福井県坂井市では、日本マクドナルドの元広報部長だった林利夫氏が特命監兼シティセールス推進課長として、坂井市を全国に売り込んでいる。インタビュー前編では、戸越銀座商店街のアンテナショップや移住スカウトサービスといった取り組みを聞いた。

福井県坂井市 特命監兼シティセールス推進課長の林利夫氏

日本マクドナルドの広報部長から自治体の「シティセールス」に転進した経緯は?

林利夫(以下、林) 2010年ごろから始まった人口減少という問題がきっかけだ。
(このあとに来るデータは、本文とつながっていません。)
PR #310, opened 2024-07-18
Line-ending normalizsation for ODF JSON regression tests

svanteschubert:
JSON references - when cloned via Git on Windows receive sometimes a Windows line-ending (dependent on git configuration), which causes trouble (test errors - false positive) when comparing test results line-based.

The JSON created from the ODTs during regression tests is always created with Linux line endings.

Therefore, the line endings of reference test files are being changed from Windows to Linux to avoid this uncertainty.


svanteschubert:
Tested under Windows and Linux.

mistmist (approved):
note to self: replaceAll 1st param is a regex and "\r\n?" replaces both Mac and Win lineends

PR #314, opened 2024-07-29
Fixing ODF DOM element cloning

### LINKED ISSUE #313: Create a full copy of a spreadsheet in an ODF Spreadsheet document using the ODF Toolkit.
I need to create a full copy of a table sheet in an ODF Spreadsheet document using ODF Toolkit.
I'm trying to clone like this:

`ods.getContentRoot().appendChild(ods.getContentRoot().getChildNodes().item(1).cloneNode(true));`

The copy is created, but incorrectly. When opening the saved file with OpenOffice Calc - the cell formatting is not copied, when opening in Microsoft Excel - the cells are not filled in the copy. I use ODF Toolkit version 0.12.0.

svanteschubert:
Fixes #313 - OdfElement cloneNode omitted wrongly some ODF attribute for cloning


svanteschubert:
PS: How the problem/solution became apparent:
I have opened the content.xml of the output document and compared the two tables (original and cloned) and realized that the @office:value-type="float" was missing in the cloned table. 
Therefore in the various office applications the default type string was applied and the content was left aligned (as all strings) contrary to the numbers on the right side.

mistmist (approved):

PR #320, opened 2024-09-06
Fixes #319: validator: the generator element is in meta.xml

### LINKED ISSUE #319: Error when using "-g" option
If we use latest odfvalidator to check some files with `-g` option, it will show error message like this:
`file:///path/to/odffile/META-INF/manifest.xml: Error: Invalid root element: manifest:manifest`
Every document will get this result even if using vanilla LibreOffice to create a file that contains only "test" or some other word.

mistmist:
Apparently this was always wrong, and nobody used -g?


svanteschubert (approved):
Well, a manifest is indeed close to a meta.xml but not close enough ;-)
Thanks for the fix, Michael!  👍

PR #330, opened 2024-10-01
Use ConcurrentMap instead of synchronized for class cache

jungnitz:
I am currently developing an application that generates lots of documents in parallel. While profiling I noticed a bottleneck in `OdfXMLFactory#getOdfNodeClass`.

Since almost all entries of the Class cache are known after reading some documents, it should be possible to reduce locking and therefore increase parallelism. I firstly tried replacing the `synchronized`-Blocks with a RW-Lock, which resulted in slightly slower execution times. Using a ConcurrentHashMap however almost doubled the document throughput in my application.

Therefore I propose the changes in the commit.


svanteschubert (approved):
Great! Thank you very much, Niklas, for your contribution! Very much appreciated!
With kind regards from Berlin, Svante

PR #334, opened 2024-11-07
Add ODF1.4 support to validator.

fweng322:
1. Move ODF 1.4 schema files from LibreOffice master to here
2. Add version entries
3. Add command line arguments
4. Add test case file


mistmist (approved):
thanks, all looks plausible to me.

それまではどこの自治体も自分の町を広くPRするという取り組みは積極的にやってこなかった。そして増田寛也さんの書籍『地方消滅 東京一極集中が招く人口急減』が出たあたりから、行政としては長期的に町を継続していくためには町のPRをしなくてはいけないという機運が高まった。

 その当時、民間企業にあって行政機関にない部門が2つあった。1つが営業、もう1つがマーケティング、もしくはPRと言えるかもしれない。そこで、民間でノウハウを持つ人材を積極的に活用していこうという流れが始まった。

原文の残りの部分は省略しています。